How Does 800,000 CPWs in a 2U Server Grab You?
November 30, 2009 Timothy Prickett Morgan
At the SC09 supercomputing trade show in Portland, Oregon, last week, I got a tour of the very first Power7-based server that IBM is talking publicly about. It is called the Power7 IH supercomputer node, and it is one of the 2,048 nodes in the “Blue Waters” massively parallel machine that Big Blue is building for the University of Illinois.
There is not a lot of i5/OS angle to this machine, I will admit, but some of the nifty chip and networking technologies that IBM is deploying in Blue Waters can–and probably will–be deployed in commercial servers running AIX, Linux, and i operating systems.
As I explained back in September, IBM is taking four eight-core Power7 chips and integrating them on a single piece of ceramic to create a monster chip with 32 cores and 1 teraflop of aggregate number-crunching power running at 4 GHz. In the picture to the right, the chip package on the left is this multichip module. This MCM package has 512 GB/sec of aggregate memory bandwidth and 192 GB/sec of I/O bandwidth. Each MCM has 16 DDR3 memory modules allocated to it, according to Alan Brenner, a senior technical staff member of the server and network architecture team within IBM’s Systems and Technology Group who walked me through this monster node. That is 4 GB per core. IBM is able to cram a 16-socket drawer (eight processor MCMs, eight switches, and 1 TB of main memory) into a space that measures 2U high (just like most workhorse servers, which are 3.5 inches), but which is 39 inches wide (not 19 inches like normal servers) and is 72 inches deep.
The other neat part of the Blue Waters machine is a hub/switch module, which is next to the Power7 MCM in the picture above. This hub/switch fits into the same-sized socket as this Power7 IH processor MCM (they both have 5,336 pins). This hub/switch module takes the best ideas from IBM’s “Federation” supercomputing switches (which were used in the ASCI Blue and ASCI Purple supers) and InfiniBand, and mixes them up to create a new, flat switch interconnect that can link 2,048 drawers together into a reasonably flat and low-latency network. The hub/switch provides connectivity between the right Power7 nodes on the board through the motherboard underneath it all, and provides optical links out to adjacent drawers, which are clustered into four-drawer units called supernodes. Blue Waters is 512 of these supernodes linked together.
Take a look at the Power7 IH drawer, which weighs just over 300 pounds fully loaded and has 16 PCI-Express 2.0 x16 slots off to the left. Power supplies and water-cooling links are on the right, with memory banks wrapping around the processors, and the hub/switches sandwiched in between the left memory bank and the I/O slots.
While I like processing as much as anybody, it was the hub/switch that made me stop and think.

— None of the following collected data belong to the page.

PR #1965, opened 2025-09-18
feat: update ruby layer that fix aws_lambda issue

xuan-cao-swi:
Update ruby layer to fix the instrumentation aws_lambda issue (see pr https://github.com/open-telemetry/opentelemetry-ruby-contrib/pull/1645)


pragmaticivan (approved):
I confirmed the updated package is already supporting ruby 3.4

wpessers:
@xuan-cao-swi this looks good to me. Just want to check, have you built the ruby layer from source and tested this out as well? Also I'm not knowledgeable on ruby, but this PR also includes releasing the layer for ruby 3.4 runtime. Does anything else need to happen to support this. e.g. see: https://github.com/open-telemetry/opentelemetry-lambda/blob/14bd5bf410fa7ba19f08447447769fdfce9cb321/ruby/src/template.yml#L17

xuan-cao-swi:
@wpessers , yes, it works with 3.4 since last release (0.9.0), I just forgot to add the runtime in release-layer-ruby.yml. The template.yml is not used for build the layer; it's only for testing (or for user who like to use sam to build the layer.

wpessers (approved):

PR #1972, opened 2025-09-26
chore(actions): Upgrade java to version 17 for codeql workflow

wpessers:
The dependabot update for the spotless plugin in #1917 causes the codeql workflow to fail due to an incompatible java version. Since this new major 8.0.0 spotless requires java 17.


pragmaticivan (approved):
LGTM, same version used in the existing workflow https://github.com/open-telemetry/opentelemetry-lambda/blob/main/.github/workflows/ci-java.yml#L28-L31

tylerbenson:
Good find!

PR #2598, opened 2026-09-13
chore: Add rules to control go updates

### LINKED ISSUE #1838: Go: auto-bump go version

thompson-tomo:
Closes #1838

As part of the go lock file pr, i noticed it was bumping the min go version. This bumping should be done via a dedicated pr which requires approval. In cases where a dependency requires a newer version it should be ignored until such a time that the min version has been bumped.

This blocking is achieved by enforcing strict constraint behaviour. The bumping is achieved by the other rule which requires approval for minor and major go updates.


collector/internal/tools/go.mod
```diff
@@ -1,6 +1,6 @@
 module github.com/open-telemetry/opentelemetry-lambda/collector/internal/tools
 
-go 1.26.1
```
wpessers, line 3: Probably no big deal to move to `1.26.0`. But, these have been on `1.26.1` for over 6 months at this point. Is there a reason this changed?

thompson-tomo: I lowered it to be consistent with the collector and this way we have renovate only update major/minor.

wpessers: Makes sense then.

wpessers:
Thanks for the work as always, good stuff! 🚀

wpessers (approved):

PR #2607, opened 2026-09-14
ci: Add CI workflow for Ruby project

thompson-tomo:
Now when a ruby related dependency changes we are checking that it builds.


tylerbenson (approved):
Thanks!

Issue #2716, opened 2019-11-26
Use `intptr_t` instead of `size_t ` for handle types


niboshi:
Related: #1913

Handles are pointers. `intptr_t` should be used as a representative type.

* [ ] cublas
* [ ] cusolver  #2718
* [ ] cusparse
* [ ] cudnn

anaruse:
Would it be better to use `intptr_t` in #2709 as well?

niboshi:
Yes, but there may be a room for discussion on how to define these types: https://github.com/cupy/cupy/pull/2718#issuecomment-558891688

jakirkham:
Should it be `intptr_t` or `uintptr_t`?

niboshi:
It shouldn't matter much, but I think `intptr_t` is more natural because Python `int` is a signed integer.

PR #3080, opened 2020-02-16
Use `intptr_t` instead of `size_t` for cuBLAS handles

Harshan01:
Modified `size_t` with `intptr_t` for cuBLAS as a part of #2716


Harshan01:
Closing this PR as a PR was created for cuBLAS and cuSPARSE combined

PR #3081, opened 2020-02-16
Use `intptr_t` instead of `size_t` for cuSPARSE and cuBLAS handles

Harshan01:
Modified `size_t` with `intptr_t` for cuSPARSE and cuBLAS as a part of #2716


emcastillo:
Jenkins, test this please

PR #3082, opened 2020-02-16
Use `intptr_t` for cuDNN handles

Harshan01:
Modified `size_t` with `intptr_t` for cuDNN as a part of #2716


emcastillo:
Jenkins, test this please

Brenner explained that the hub/switch module delivered a total of 1,128 GB/sec of aggregate bandwidth. The host connection between the Power7 MCMs inside a single drawer is rated at 192 GB/sec, with another 336 GB/sec of connectivity to the seven other local nodes on the drawer. There is also 240 GB/sec of bandwidth between the nodes in a four-drawer supernode, and 320 GB/sec dedicated to linking nodes to remote nodes in the entire Blue Waters machine. And because there needs to be a way to talk to disks and such, IBM tossed in another 40 GB/sec of general purpose I/O bandwidth.
Imagine taking a single drawer of this box and using the hub/switch as the backbone of a SMP/NUMA server. You’d have 1 TB of memory and around 800,000 CPWs of aggregate transactional processing capacity. Cut the memory in half and slap in some flash storage to interface with external disk storage that links in through the substantial bandwidth leading out of the drawer, and you could create an incredibly powerful transaction processing engine.
I can imagine one of those Power7 MCMs replacing an entire Power 570 box using Power6+ chips. It might fit into a 1U server with lots of room to spare and deliver around 100,000 CPWs of AS/400-style power.